▶ **About this exercise**: Copy each line below without leaving any out.

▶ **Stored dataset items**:
Content starts

Issue #37, opened 2020-04-12
[testing] [enhancement] Better test matrix


mr-feek:
We should have tests run on various versions of our dependencies.

Ie we should be testing  on laravel 5.5, laravel 6, and laravel 7

PR #40, opened 2020-04-13
fix: stub out enumerable since it doesnt exist in 5.5

mr-feek:
When i was testing with a 5.5 app of mine, I ran into

```
MissingDependency - app/Tax/TaxService.php:442:20 - Illuminate\Database\Eloquent\Collection depends on class or interface illuminate\support\enumerable that does not exist (see https://psalm.dev/157)
        $profile = $user->billingProfiles()->find($paymentDetails['billingProfileId']);
```
That is because the enumerable interface was added in laravel 6.
This stub fixes that issue, and https://github.com/psalm/psalm-plugin-laravel/issues/37 would have caught it sooner

### DIFF
--- a/src/Stubs/Enumerable.stubphp
+++ b/src/Stubs/Enumerable.stubphp
@@ -1,0 +1,11 @@
+<?php
+
+namespace Illuminate\Support;
+
+/**
+ * @template TKey
+ * @template TValue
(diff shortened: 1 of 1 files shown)


muglug:
Thanks!

PR #41, opened 2020-04-14
Fix: we should be able to call class_exists

mr-feek:
https://github.com/psalm/psalm-plugin-laravel/issues/24#issuecomment-611184388 explains this pretty well, in conjunction with my comment.

Essentially the existing implementation makes it so that nothing else executed after it can call `class_exists`, even the application source code being tested


muglug:
Mind making phpcs happy?

mr-feek:
We could get fancier with this by solving https://github.com/barryvdh/laravel-ide-helper/issues/915 via our custom class here, but I think simply making a noop is fine for now

PR #44, opened 2020-04-18
Fix tests

mr-feek:
Sorry, I was all over the place with my initial implementation, and tests were failing. I'm new to psalm :)

I believe this will get the container working for the 90% use case where a class string is passed as the parameter to `app` and `resolve` helpers. In order to fix the  other  10% use case where the likes of the string `trans` is passed to `app`,[ I need to get the proxying to `Application::make` working](https://github.com/vimeo/psalm/issues/3173).

### DIFF
--- a/tests/acceptance/Container.feature
+++ b/tests/acceptance/Container.feature
@@ -54,9 +54,6 @@ Feature: Container
     """
     <?php
       class Foo {
-        public function resolveHelperGetContainer(): \Illuminate\Contracts\Foundation\Application {
-          return resolve();
-        }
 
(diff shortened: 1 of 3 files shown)


tests/acceptance/Container.feature
```diff
@@ -54,9 +54,6 @@ Feature: Container
     """
     <?php
       class Foo {
-        public function resolveHelperGetContainer(): \Illuminate\Contracts\Foundation\Application {
-          return resolve();
```
mr-feek, line 58: this is invalid code, `resolve` is not an alias to `app`

PR #48, opened 2020-04-18
exclude testing 5.5 on php 8

mr-feek:
Master is currently failing in this build matrix. 5.5 is the LTS, but only currently for security fixes. I don't think we need to bother resolving the dependency issue. Let's see if this gets tests green


mr-feek:
So turns out this isn't a php 8 issue. It's something with laravel 5.5 and testbench 3.5 causing composer to go into a permanent loop https://github.com/composer/composer/issues/7665

PR #55, opened 2020-04-29
chore: include example screenshot

mr-feek:
Always nice to see what a tool looks like. Thoughts? Generated with https://carbon.now.sh/

image


muglug:
Sure! What if the errors also included something that this plugin helps you spot?

mr-feek:
yeah, i think that'll be a better example. I'll do that when i have some time 😄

Content ends

▶ **Reply**:
Issue #37, opened 2020-04-12
[testing] [enhancement] Better test matrix


mr-feek:
We should have tests run on various versions of our dependencies.

Ie we should be testing  on laravel 5.5, laravel 6, and laravel 7

PR #40, opened 2020-04-13
fix: stub out enumerable since it doesnt exist in 5.5

mr-feek:
When i was testing with a 5.5 app of mine, I ran into

```
MissingDependency - app/Tax/TaxService.php:442:20 - Illuminate\Database\Eloquent\Collection depends on class or interface illuminate\support\enumerable that does not exist (see https://psalm.dev/157)
        $profile = $user->billingProfiles()->find($paymentDetails['billingProfileId']);
```
That is because the enumerable interface was added in laravel 6.
This stub fixes that issue, and https://github.com/psalm/psalm-plugin-laravel/issues/37 would have caught it sooner

### DIFF
--- a/src/Stubs/Enumerable.stubphp
+++ b/src/Stubs/Enumerable.stubphp
@@ -1,0 +1,11 @@
+<?php
+
+namespace Illuminate\Support;
+
+/**
+ * @template TKey
+ * @template TValue
(diff shortened: 1 of 1 files shown)


muglug:
Thanks!

PR #41, opened 2020-04-14
Fix: we should be able to call class_exists

mr-feek:
https://github.com/psalm/psalm-plugin-laravel/issues/24#issuecomment-611184388 explains this pretty well, in conjunction with my comment.

Essentially the existing implementation makes it so that nothing else executed after it can call `class_exists`, even the application source code being tested


muglug:
Mind making phpcs happy?

mr-feek:
We could get fancier with this by solving https://github.com/barryvdh/laravel-ide-helper/issues/915 via our custom class here, but I think simply making a noop is fine for now

PR #44, opened 2020-04-18
Fix tests

mr-feek:
Sorry, I was all over the place with my initial implementation, and tests were failing. I'm new to psalm :)

I believe this will get the container working for the 90% use case where a class string is passed as the parameter to `app` and `resolve` helpers. In order to fix the  other  10% use case where the likes of the string `trans` is passed to `app`,[ I need to get the proxying to `Application::make` working](https://github.com/vimeo/psalm/issues/3173).

### DIFF
--- a/tests/acceptance/Container.feature
+++ b/tests/acceptance/Container.feature
@@ -54,9 +54,6 @@ Feature: Container
     """
     <?php
       class Foo {
-        public function resolveHelperGetContainer(): \Illuminate\Contracts\Foundation\Application {
-          return resolve();
-        }
 
(diff shortened: 1 of 3 files shown)


tests/acceptance/Container.feature
```diff
@@ -54,9 +54,6 @@ Feature: Container
     """
     <?php
       class Foo {
-        public function resolveHelperGetContainer(): \Illuminate\Contracts\Foundation\Application {
-          return resolve();
```
mr-feek, line 58: this is invalid code, `resolve` is not an alias to `app`

PR #48, opened 2020-04-18
exclude testing 5.5 on php 8

mr-feek:
Master is currently failing in this build matrix. 5.5 is the LTS, but only currently for security fixes. I don't think we need to bother resolving the dependency issue. Let's see if this gets tests green


mr-feek:
So turns out this isn't a php 8 issue. It's something with laravel 5.5 and testbench 3.5 causing composer to go into a permanent loop https://github.com/composer/composer/issues/7665

PR #55, opened 2020-04-29
chore: include example screenshot

mr-feek:
Always nice to see what a tool looks like. Thoughts? Generated with https://carbon.now.sh/

image


muglug:
Sure! What if the errors also included something that this plugin helps you spot?

mr-feek:
yeah, i think that'll be a better example. I'll do that when i have some time 😄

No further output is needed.